Build Status

This program is made just for trying async-await code in the current ecosystem. It features the following capabilities:

The code was done synchronously first, and then moved to async with a surprisingly small amount of changes. It was interesting to see how the ascync constructs allow to control parallelism precisely, to the point where I was able to design interdependent futures to match the data dependency. That way, things run concurrently when they can run concurrently, which can be visualized neatly with a dependency graph.

The greatest difficulties were around getting https to work. Besides, it's clearly a learning process to understand the implications of futures better. Constructs with async tend to look synchronous, but show their teeth with closures and ownership. Everything is solvable, just own everything, yet I think more borrowing will be enabled once async lands on stable.

Something I absolutely agree with is the statements in the async book which indicate that not everything needs to be async. Personally, I would probably start sync, and wait for performance requirements to change before making the switch.

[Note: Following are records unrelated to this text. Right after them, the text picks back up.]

PR #528, opened 2018-08-30
[enh] integrate CAA DNS entry into "yunohost domain dns-conf"

irina11y:
enh https://github.com/YunoHost/issues/issues/1153

### DIFF
--- a/src/yunohost/domain.py
+++ b/src/yunohost/domain.py
@@ -346,6 +346,10 @@ def _build_dns_conf(domain, ttl=3600):
             ["*", ttl, "AAAA", ipv6],
         ]
 
+    basic += [ 
+        ["@", ttl, "CAA", "128 issue 'letsencrypt.org'"]
+    ]
+
     # XMPP
     xmpp = [
         ["_xmpp-client._tcp", ttl, "SRV", "0 5 5222 %s." % domain],
--- a/src/yunohost/domain.py
+++ b/src/yunohost/domain.py
@@ -330,6 +330,9 @@ def _build_dns_conf(domain, ttl=3600):
             {"type": "TXT", "name": "mail._domainkey", "value": "\"v=DKIM1; k=rsa; p=some-super-long-key\"", "ttl": 3600},
             {"type": "TXT", "name": "_dmarc", "value": "\"v=DMARC1; p=none\"", "ttl": 3600}
         ],
+        "extra": [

However, threads I would avoid in future, unless it truly is the simpler solution.

Something I look forward to is to see fully-async libraries emerge, for example, to interact with git, which will probably perform better than existing libraries. Using async libraries already is a breeze!

When thinking about the parallelism of this simple application it already becomes evident that one would want to control the amount of in-flight futures. Just imagine the adverse effects of making too may concurrent connections to the same host, or the limits of resources imposed by the operating system itself. One would want to have executors who are aware of what kind of future they are running, and have them limit the amount of concurrently running ones.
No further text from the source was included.